Opinión

Político y abogado ejemplar

Víctor Manuel Pérez Valera*

Abraham Lincoln, 16° presidente de Estados Unidos (1861-1865), nació en el condado de La Rue, Kentucky, el 12 de febrero de 1809. Creció en el seno de una familia de campesinos pobres. Desempeñó varios oficios: fue leñador, comerciante, constructor de vías férreas, fue capitán de ejército durante la Guerra del Halcón Negro. Su gran hazaña fue salvar de la horca a un indio viejo, que sus propias gentes querían ejecutar, a pesar de que poseía un salvoconducto. Entre sus múltiples ocupaciones se daba tiempo para estudiar derecho.

A la postre ingresó en la política y fue diputado por Illinois. En 1836 comenzó a ejercer como abogado y muy pronto adquirió un gran prestigio. No obstante que nació en un estado esclavista, se opuso a la esclavitud: él y otro colega de la Cámara baja de su estado firmaron un dictamen contra la esclavitud. En 1846 fue elegido miembro del Congreso Federal y allí se distinguió por sus claras y duras críticas a la guerra contra México. Para luchar más decididamente contra la esclavitud decidió ingresar al recién fundado partido Republicano. Finalmente en 1860 fue candidato a la presidencia y obtuvo la mayoría de los votos.

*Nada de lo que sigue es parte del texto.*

PR #1472, opened 2021-02-04
Us123398/add ip restriction component 2

ronan-f:
Added part of https://rally1.rallydev.com/#/29180338367d/iterationstatus?detail=%2Fuserstory%2F465115111280

This is using the D2L Polymer table which maybe isn't ideal but the plan is to replace it at some point when the table gets ported over to lit. This is still pretty rough but wanted to get feedback on the logic. 

Right now there is no working copy support and I'm saving all the IP restrictions when the user presses "add". 

I think for delete we can fire off network requests as the user presses the "delete" button.

The table is rendered by mapping over all of the IP restrictions in the mobx state and generating a row for each. I'm keeping track of the index of each row within the table and updating the specific row in mobx state when it changes.

To determine whether or not we add a new range or update an existing one the API accepts an "oldStart" and "oldEnd" value. If these are provided then it deletes the old range and adds the new one so effectively an update.

Siren-sdk PR which enables this behaviour:  https://github.com/BrightspaceHypermediaComponents/siren-sdk/pull/265

Edit: I don't think CI will pass until siren-sdk PR has been merged.


components/d2l-activity-editor/d2l-activity-quiz-editor/d2l-activity-quiz-ip-restriction-editor.js
```diff
@@ -0,0 +1,108 @@
...
+		return html`
+			<d2l-activity-quiz-ip-restrictions-container
+				href="${this.ipRestrictionsHref}"
+				.token="${this.token}"
+				@restrictions-resize-dialog="${this._resizeDialog}">
+			</d2l-activity-quiz-ip-restrictions-container>
+		`;
+	}
+
+	_resizeDialog() {
```
ronan-f, line 98: Patrick ideally wants the dialogs to resize as users add more IP restrictions

components/d2l-activity-editor/d2l-activity-quiz-editor/d2l-activity-quiz-ip-restrictions-container.js
```diff
@@ -0,0 +1,142 @@
...
+		const entity = store.get(this.href);
+		if (!entity || !entity.ipRestrictions || !entity.ipRestrictions.length) {
+			return html``;
+		}
+
+		return entity.ipRestrictions.map((restriction, index) => {
+			const { start, end } = restriction;
+
+			return html`
+				<d2l-tr rowindex=${index}>
```
ronan-f, line 105: I don't like having to add the index manually but it wasn't available natively from my experimentation.

components/d2l-activity-editor/d2l-activity-quiz-editor/state/quiz-ipRestrictions.js
```diff
@@ -0,0 +1,105 @@
...
+
+		await Promise.all(promises);
+	}
+
+	setIpRestriction(index, key, val) {
+		const currentVal = this.ipRestrictions[index];
+		this.ipRestrictions[index] = { ...currentVal, [key]: val };
+	}
+
+	_filterOldRestrictions() {
```
ronan-f, line 64: This is to limit network requests and only update IP ranges which have changed.

components/d2l-activity-editor/d2l-activity-quiz-editor/state/quiz-ipRestrictions.js
```diff
@@ -0,0 +1,105 @@
...
+	async saveRestrictions() {
+		const restrictionsToSave = this._filterOldRestrictions();
+
+		if (!restrictionsToSave) {
+			return;
+		}
+
+		const promises = restrictionsToSave.map(restriction => {
+			this._entity.addIpRestriction(restriction);
+		});
```
ronan-f, line 54: Currently not handling any potential errors here. From my understanding of Promise.all it's an all or nothing approach so it would likely only catch a single error? Might be a better approach here.

ronan-f: And potentially when working copy support is added the saves will be fired off based on a different event...maybe when focus is removed from the input element?

components/d2l-activity-editor/d2l-activity-quiz-editor/d2l-activity-quiz-ip-restrictions-container.js
```diff
@@ -0,0 +1,142 @@
...
+					<d2l-th>
+						<d2l-input-text @input="${this._handleChange}" value="${start}" name="start"></d2l-input-text>
```
ronan-f, line 107: Not sure of the best way to distinguish between which values are the start of an IP range vs which are the end. In this approach I gave each input a name attribute and used that to decide what part of the range it represents.

components/d2l-activity-editor/d2l-activity-quiz-editor/state/quiz-ipRestrictions.js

Siete estados del sur decidieron separarse de la Unión y formaron los Estados Federales de América. Tras fracasar el dialogo con los separatistas, estalló la Guerra Civil. Tras varias deplorables derrotas, finalmente con el general Ulysses S. Grant puso fin a la guerra en 1864. Lincoln nombró a Edwin M. Stanton como secretario de Guerra, quien lo trataba con gran desprecio: lo llamaba públicamente “astuto payaso” o “el gorila original”. Su burla llegaba al colmo cuando vociferaba que el que buscaba al eslabón perdido era un tonto si lo buscaba en África, cuando era tan fácil encontrarlo en Springfield, Illinois. Lincoln soportaba con paciencia todas esas puyas. A pesar de ello, le ofreció el puesto de ministro de Guerra y además lo trató con gran cortesía. Los amigos de Lincoln le decían: cuando llegaste al poder creíamos que ibas a destruir a tus enemigos. Lincoln les respondía, es lo que estoy haciendo cuando a mis enemigos los hago amigos. ¡Qué gran contraste con el espíritu de venganza de muchos de nuestros políticos! Con razón Lincoln solía decir que casi todos podemos soportar la adversidad, pero que si quiere probar el carácter de un hombre hay que darle poder. Cuando asesinaron a Lincoln, Stanton hizo la guardia de honor ante su cadáver y estuvo llorando y al salir del velatorio comentó: “Nunca ha existido un hombre de estado tan grande como éste”.

Cuando Lincoln tomó la decisión de afrontar la Guerra Civil un consejero le dijo: “Señor presidente, espero que Dios esté de nuestra parte”; a lo que contestó Lincoln: lo que espero no es que Dios esté de nuestra parte, sino que nosotros estemos de parte de Dios”.

Durante 25 años ejerció la profesión de abogado y llevó cientos de casos. Se dice que no perdió ninguno. Ante todo, él aconsejaba la diligencia, la plena dedicación al asunto. Solía decir: “hagas lo que hagas, hazlo bien”, pues al final lo que cuenta no son los años de tu vida, sino la vida de tus años.

Desalentaba la litigiosidad. Aconsejaba a sus clientes que trataran de llegar a algún acuerdo. La mediación ofrece al abogado la oportunidad de ser un hombre de bien. También observaba que algunas veces el ganador de un caso era en realidad un perdedor, se ganaban enemistades, se perdía tiempo y el dinero de los honorarios.

Lincoln recomendaba cultivar el arte de la oratoria. Hablar elocuentemente en público consolida lo justo de la causa. Él fue un gran orador, no caía en la verborrea, era conciso en su argumentación. Un ejemplo es su discurso de Gettysburg, que por muchos es considerado una de las piezas oratorias mejores de todos los tiempos. El gran orador que lo precedió habló durante dos horas, el discurso de Lincoln duro tres minutos.

En suma, Lincoln tenía una gran estima por la abogacía y la política, si bien en su tiempo, como ahora, son considerados, y en concreto en nuestro país, como los profesionistas más corruptos. Si alguien quiere lucrar con estas profesiones, mejor que se dediquen a otra cosa.

* El autor es profesor emérito de la Universidad Iberoamericana ciudad de México.